Wendys Ausdruck veränderte sich leicht, aber sie bestritt es schnell. "Nein, ich habe nur davon gehört."
Da sie den Duft des Parfüms identifizieren konnte, schien ihre Verbindung nicht trivial zu sein. Winnie vermutete, dass Wendy etwas verheimlichte, aber hakte nicht nach. Stattdessen fragte sie: "Wie viel bezahlt Edison dich jeden Monat?"
Wendy nannte eine Zahl – es war keine hohe, nur ein typisches Gehalt für eine Büroangestellte. Winnie nickte, gerade als der Fotograf sein Essen beendete, und das Gespräch endete dort.
Die Beziehung zwischen Prominenten und Luxusmarken ist immer eine von Angebot und Nachfrage, insbesondere für Haute-Couture-Häuser, die sich ausschließlich auf High-End-Mode konzentrieren. Offizielle Ankündigungsfotos benötigen nur vier Aufnahmen, aber für die Auswahl müssen mindestens ein Dutzend oder mehr gemacht werden. Winnie ging vom Gästezimmer in den Flur und dann nach unten. Das Restaurant war bereits so eingerichtet, dass es diese entspannte Atmosphäre schuf, als ob du vor dem Ausgehen eine Mahlzeit einnehmen würdest.
Als sie am Fenster vorbeiging, war das Glas mit Tau bedeckt. Winnie hatte einen Gedanken und wandte sich an den Fotografen. "Wie wäre es, wenn wir ein paar Aufnahmen im Innenhof machen?"
"Aber draußen nieselt es", zögerte der Fotograf.
Winnie hatte jedoch bereits die weiße Glastür zum bepflanzten Innenhof aufgestoßen. "Versuchen wir es mal."
Ein frischer Sauerstoffstoß von den Pflanzen traf sie, und die unsichtbare Feuchtigkeit setzte sich auf ihre Haut. Die angenehme Temperatur ließ sie sich wohlfühlen. Als sie einatmete, blitzte das Gesicht dieses Mannes erneut in ihrem Geist auf.
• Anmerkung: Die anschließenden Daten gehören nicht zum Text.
PR #613, opened 2026-08-03
TEMP diag: isolate PartialRead in E2E (do not merge)

eric-wang-1990:
Temporary: injects TEST_FILTER to run only PartialRead_DisposeStatement_ShouldNotHangOrLeak in the E2E job. If it passes isolated but fails in the full suite, the growth is process/pool carryover from earlier tests, not this test's own leak. Not for merge.


eric-wang-1990:
Closing — diagnostic branch (TEST_FILTER isolation + object trackers). Its job is done: it proved the failure is not a leak (WeakReference aliveReaders=0/7; GC.GetTotalMemory plateau is LOH heap accounting). Real fix is #614.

Sie erschrak und schüttelte schnell den Kopf, um ihn loszuwerden. Der Saum ihres Rocks wurde von ihrer Assistentin flatternd, wodurch kaskadierende Wellen entstanden, und sie blickte zurück und gab dem Fotografen einen wissenden Blick.
Die Kamera filmte von unten, der Blitz beleuchtete sowohl die Melancholie als auch das schwache Lächeln in ihren Augen.
Der Fotograf wusste, dass die Performance dieser jungen Schauspielerin immer tadellos war, aber heute war die sture, aber gebrochene Traurigkeit, die sie vermittelte, fast zu real.
Das Shooting verlief noch reibungsloser als erwartet, und in etwas mehr als einer halben Stunde waren sie fertig. Winnie ließ Wendy und Eric das Personal zu ihren Autos begleiten.
"Du bist schon wieder nass", bemerkte Wendy und musterte ihre durchnässten Haare. "Soll ich dir ein Glas Ginger Beer bringen?"
"Ich kümmere mich darum", antwortete Winnie, nahm ihre Halskette ab und senkte den Blick.
Die Halskette war schwer, mit zwei voll diamantbesetzten Bändern, die ein Paar Smaragde hielten – einer oben, einer unten. Sie hielt sie in der Hand und betrachtete sie einen Moment lang, überlegte, ob Wyatt wütend wäre, wenn sie sie verlieren würde.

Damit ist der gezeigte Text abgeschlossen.